- TASK INPUT -

PR #1174, opened 2015-08-08
feat: call the "addEdgeStart" handler when the user begins to create …

JonathanGeoffroy:
…an edge.

If the "addEdgeStart" function is defined by user, call it when the user starts to create an edge between two nodes. The handler gives the clicked node's id as unique argument.

### DIFF
--- a/docs/network/manipulation.html
+++ b/docs/network/manipulation.html
@@ -100,6 +100,7 @@ var options = {
     initiallyActive: false,
     addNode: true,
     addEdge: true,
+    addEdgeStart: undefined,
     editNode: undefined,
     editEdge: true,
     deleteNode: true,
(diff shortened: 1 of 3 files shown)


JonathanGeoffroy:
Hi,

It's a good idea in my mind; just to be sure: if the user returns false: the  temporary edge isn't added into network. So the creation of the edge is stopped.
Otherwise (handler returns true, undefined, or the handler is *not* defined) the behavior is the same than today (user can drag the new edge in order to connect two nodes).

What about the mode? Is the edit mode disabled ? What did you mean by "preparations for the mode and any actions" ?

I'll try to change my PR, I hope I'll have enought time to change it.
      
Regards

AlexDM0:
Hi Jonathan,

Here the touch (and other) handlers are temporarily replaced:
https://github.com/almende/vis/blob/develop/lib/network/modules/ManipulationSystem.js#L326

These are automatically reverted when you call 
```
this.showManipulatorToolbar();
```

It checks whether or not to actually draw it itself. You will also need to trigger the event that was replaced after you have restored everything (restoring is calling the showManipulationToolbar). In this case, the touch event was overridden which you can call using:
```
this.body.eventListeners.onTouch(event);
```

I would suggest to insert your method here:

- EXERCISE INSTRUCTIONS -
Transcribe the entire listing. Leave every word as it is.

- RESPONSE FOR THIS EXERCISE -
PR #1174, opened 2015-08-08
feat: call the "addEdgeStart" handler when the user begins to create …

JonathanGeoffroy:
…an edge.

If the "addEdgeStart" function is defined by user, call it when the user starts to create an edge between two nodes. The handler gives the clicked node's id as unique argument.

### DIFF
--- a/docs/network/manipulation.html
+++ b/docs/network/manipulation.html
@@ -100,6 +100,7 @@ var options = {
     initiallyActive: false,
     addNode: true,
     addEdge: true,
+    addEdgeStart: undefined,
     editNode: undefined,
     editEdge: true,
     deleteNode: true,
(diff shortened: 1 of 3 files shown)


JonathanGeoffroy:
Hi,

It's a good idea in my mind; just to be sure: if the user returns false: the  temporary edge isn't added into network. So the creation of the edge is stopped.
Otherwise (handler returns true, undefined, or the handler is *not* defined) the behavior is the same than today (user can drag the new edge in order to connect two nodes).

What about the mode? Is the edit mode disabled ? What did you mean by "preparations for the mode and any actions" ?

I'll try to change my PR, I hope I'll have enought time to change it.
      
Regards

AlexDM0:
Hi Jonathan,

Here the touch (and other) handlers are temporarily replaced:
https://github.com/almende/vis/blob/develop/lib/network/modules/ManipulationSystem.js#L326

These are automatically reverted when you call 
```
this.showManipulatorToolbar();
```

It checks whether or not to actually draw it itself. You will also need to trigger the event that was replaced after you have restored everything (restoring is calling the showManipulationToolbar). In this case, the touch event was overridden which you can call using:
```
this.body.eventListeners.onTouch(event);
```

I would suggest to insert your method here:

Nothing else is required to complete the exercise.